Noticias del sector

Noticias del sector

Velocidad de los puertos del router: qué es y cómo elegir la correcta

What exactly is “router port speed”?

In plain English, port speed is how much data a single Ethernet jack on your router can move every second. It is printed right next to the port in tiny letters:  

– 10/100 M → 100 Mbps (Fast Ethernet)  

– 10/100/1000 M → 1 000 Mbps, i.e. 1 Gbps (Gigabit Ethernet)  

– 2.5 G → 2 500 Mbps (Multi-Gig)

To understand why it matters you have to look at two kinds of ports:

  1. WAN port – the “front door” that connects to the fiber modem.  
  2. LAN ports – the “side doors” that feed PCs, TVs, game consoles, etc.

WAN port speed sets the absolute ceiling for every device in your home. Buy a 100 Mbps WAN router and even a 1 000 Mbps fiber plan will be throttled to 100 Mbps.  

LAN port speed sets the ceiling for anything you plug in with a cable. A Gigabit WAN plus 100 Mbps LAN still leaves wired devices stuck at 100 Mbps.

How to pick the correct port speed

Broadband ≤ 100 Mbps  

If your plan is 100 Mbps or slower and you only browse, stream and have a handful of gadgets, a 100 Mbps router is fine.
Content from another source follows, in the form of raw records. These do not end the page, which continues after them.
PR #3024, opened 2026-08-13
Add proper exception handling for nested lists in `dpnp.repeat`

### LINKED ISSUE #2972: Add a proper exception handling for nested lists in `dpnp.repeat`
```python
import dpnp as np

np.__version__
# Out: '0.21.0dev1+27.gfdb1c53d735.dirty'

x = np.array([3])
np.repeat(x, [[4]])
Cell In[20], line 1
----> 1 np.repeat(x, [[4]])

File ~/code/dpnp/dpnp/dpnp_iface_manipulation.py:2841, in repeat(a, repeats, axis)
   2838     a = dpnp.ravel(a)
   2840 usm_arr = dpnp.get_usm_ndarray(a)
-> 2841 usm_res = dpt.repeat(usm_arr, repeats, axis=axis)
   2842 return dpnp_array._create_from_usm_ndarray(usm_res)

File ~/code/dpnp/dpnp/tensor/_manipulation_functions.py:631, in repeat(x, repeats, axis)
    629 if len_reps == 1:
    630     repeats = repeats[0]
--> 631     if repeats < 0:
    632         raise ValueError("`repeats` elements must be positive")
    633     scalar = True

TypeError: '<' not supported between instances of 'list' and 'int'
```
while NumPy raising more explicit exception:
```python
np.__version__
# Out: '2.5.0'

np.repeat(x, [[4]])
Cell In[24], line 1
----> 1 np.repeat(x, [[4]])

File ~/.local/share/mamba/envs/dpnp_dev/lib/python3.13/site-packages/numpy/_core/fromnumeric.py:481, in repeat(a, repeats, axis)
    437 @array_function_dispatch(_repeat_dispatcher)
    438 def repeat(a, repeats, axis=None):
    439     """
    440     Repeat each element of an array after themselves
    441
   (...)    479
    480     """
--> 481     return _wrapfunc(a, 'repeat', repeats, axis=axis)

File ~/.local/share/mamba/envs/dpnp_dev/lib/python3.13/site-packages/numpy/_core/fromnumeric.py:54, in _wrapfunc(obj, method, *args, **kwds)
     51     return _wrapit(obj, method, *args, **kwds)
     53 try:
---> 54     return bound(*args, **kwds)
     55 except TypeError:
     56     # A TypeError occurs if the object does have such a method in its
     57     # class, but its signature is not identical to that of NumPy's. This
   (...)     61     # Call _wrapit from within the except clause to ensure a potential
     62     # exception has a traceback chain.
     63     return _wrapit(obj, method, *args, **kwds)

ValueError: setting an array element with a sequence. The requested array would exceed the maximum number of dimension of 1.
```

antonwolfy:
This PR fixes #2972.

Passing a nested sequence as `repeats` to `dpnp.repeat` (e.g. `np.repeat(x, [[4]])`) raised an unclear `TypeError` instead of a meaningful error:

```python
>>> import dpnp as np
>>> x = np.array([3])
>>> np.repeat(x, [[4]])
TypeError: '<' not supported between instances of 'list' and 'int'
```

The sequence branch of `dpnp.tensor.repeat` special-cased a length-1 sequence by taking `repeats[0]` and comparing it to `0`, which fails when that element is itself a list. It also had no dimensionality guard, so a multi-element nested sequence could slip through as a 2-D array — unlike the `usm_ndarray` branch, which already rejects `ndim > 1`.

The fix converts the sequence to an array up front and rejects a dimensionality greater than 1, aligning with NumPy, which raises a `ValueError` in this case:

```python
>>> np.repeat(x, [[4]])
ValueError: `repeats` sequence must be 0- or 1-dimensional, got 2 dimensions
```

The scalar fast path (`_repeat_by_scalar`) is preserved for the size-1 case.

### DIFF
--- a/CHANGELOG.md
+++ b/CHANGELOG.md
@@ -79,6 +79,7 @@ This release is compatible with NumPy 2.5.
 * Fixed missing strides validation in `dpnp.tensor.usm_ndarray` constructor when allocating new memory [#2927](https://github.com/IntelPython/dpnp/pull/2927)
 * Fixed `dpnp.bincount` raising a `ValueError` on an empty input array instead of returning an empty `intp` array [#3018](https://github.com/IntelPython/dpnp/pull/3018)
 * Fixed `dpnp.tensor.top_k` aborting for `k=0` by returning empty result arrays without launching a zero-sized kernel [#3022](https://github.com/IntelPython/dpnp/pull/3022)
+* Fixed `dpnp.repeat` raising an unclear `TypeError` for a nested sequence of `repeats` [#3024](https://github.com/IntelPython/dpnp/issues/3024)
 
 ### Security
 
--- a/CHANGELOG.md
+++ b/CHANGELOG.md
@@ -79,7 +79,7 @@ This release is compatible with NumPy 2.5.
 * Fixed missing strides validation in `dpnp.tensor.usm_ndarray` constructor when allocating new memory [#2927](https://github.com/IntelPython/dpnp/pull/2927)
 * Fixed `dpnp.bincount` raising a `ValueError` on an empty input array instead of returning an empty `intp` array [#3018](https://github.com/IntelPython/dpnp/pull/3018)
 * Fixed `dpnp.tensor.top_k` aborting for `k=0` by returning empty result arrays without launching a zero-sized kernel [#3022](https://github.com/IntelPython/dpnp/pull/3022)
-* Fixed `dpnp.repeat` raising an unclear `TypeError` for a nested sequence of `repeats` [#3024](https://github.com/IntelPython/dpnp/issues/3024)
+* Fixed `dpnp.repeat` raising an unclear `TypeError` for a nested sequence of `repeats` [#3024](https://github.com/IntelPython/dpnp/pull/3024)
 
 ### Security
 
--- a/dpnp/tensor/_manipulation_functions.py
+++ b/dpnp/tensor/_manipulation_functions.py
@@ -663,21 +663,25 @@ def repeat(x, repeats, /, *, axis=None):
         usm_type = x.usm_type
         exec_q = x.sycl_queue
 
-        len_reps = len(repeats)
-        if len_reps == 1:
-            repeats = repeats[0]
+        repeats = dpt.asarray(
+            repeats, dtype=dpt.int64, usm_type=usm_type, sycl_queue=exec_q
+        )
+        if repeats.ndim > 1:
+            raise ValueError(
+                "`repeats` sequence must be 0- or 1-dimensional, got "
+                f"{repeats.ndim} dimensions"
+            )
+        if repeats.size == 1:
+            scalar = True
+            repeats = int(repeats[0])
             if repeats < 0:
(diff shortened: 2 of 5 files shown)


dpnp/tensor/_manipulation_functions.py
```diff
@@ -663,21 +663,25 @@ def repeat(x, repeats, /, *, axis=None):
         usm_type = x.usm_type
         exec_q = x.sycl_queue
 
-        len_reps = len(repeats)
-        if len_reps == 1:
-            repeats = repeats[0]
+        repeats = dpt.asarray(
```
ndgrigorian: One reason for this fast path was to avoid this situation of moving the input to the device. I think it would be worthwhile to preserve that, if possible. The scalar path was significantly faster because we never call `asarray`

ndgrigorian (commented):
Also @antonwolfy does `repeat` docstring need to change?

CHANGELOG.md
```diff
@@ -79,6 +79,7 @@ This release is compatible with NumPy 2.5.
 * Fixed missing strides validation in `dpnp.tensor.usm_ndarray` constructor when allocating new memory [#2927](https://github.com/IntelPython/dpnp/pull/2927)
 * Fixed `dpnp.bincount` raising a `ValueError` on an empty input array instead of returning an empty `intp` array [#3018](https://github.com/IntelPython/dpnp/pull/3018)
 * Fixed `dpnp.tensor.top_k` aborting for `k=0` by returning empty result arrays without launching a zero-sized kernel [#3022](https://github.com/IntelPython/dpnp/pull/3022)
+* Fixed `dpnp.repeat` raising an unclear `TypeError` for a nested sequence of `repeats` [#3024](https://github.com/IntelPython/dpnp/issues/3024)
```
vlad-perevezentsev:
```suggestion
* Fixed `dpnp.repeat` raising an unclear `TypeError` for a nested sequence of `repeats` [#3024](https://github.com/IntelPython/dpnp/pull/3024)
```

dpnp/tests/tensor/test_usm_ndarray_manipulation.py
```diff
@@ -1464,6 +1464,12 @@ def test_repeat_arg_validation():
     with pytest.raises(ValueError):
         dpt.repeat(x, dpt.ones((1, 1), dtype="i8"))
 
+    # repeats nested sequence must be 0d or 1d
+    with pytest.raises(ValueError, match="0- or 1-dimensional"):
+        dpt.repeat(x, [[4]])
+    with pytest.raises(ValueError, match="0- or 1-dimensional"):
```
vlad-perevezentsev, line 1470: It would be good to add this case as well  dpt.repeat(x, [[1],[2].[3],])

dpnp/tensor/_manipulation_functions.py
vlad-perevezentsev: Agree with @ndgrigorian
We can use np.asarray() here and revert dpt.asarray in else branch

ndgrigorian (approved):
In general, this LGTM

Save the money.

Broadband 100 Mbps – 1 Gbps  

Step up to Gigabit.  

– Wireless-only house: make sure the WAN port is Gigabit.  

– Wired devices matter: choose a full-Gigabit model such as CF-WR633AX V2 (1× Gigabit WAN + 4× Gigabit LAN, 3 000 Mbps Wi-Fi). Every cable and every radio gets the full bandwidth you paid for.

Broadband > 1 Gbps (1 200 Mbps, 2 000 Mbps, etc.)  

You need Multi-Gig. The CF-WR632AX gives you one 2.5 G WAN/LAN port rated at 2 500 Mbps—enough headroom for tomorrow’s speed tiers. Pocket-size and USB-C powered, it slips into a backpack yet still eliminates the port-speed bottleneck wherever you go.

Bottom line  

Match the port to the plan, then add a little extra for growth. Do that once and you will never again wonder why your “fast new internet” still feels slow.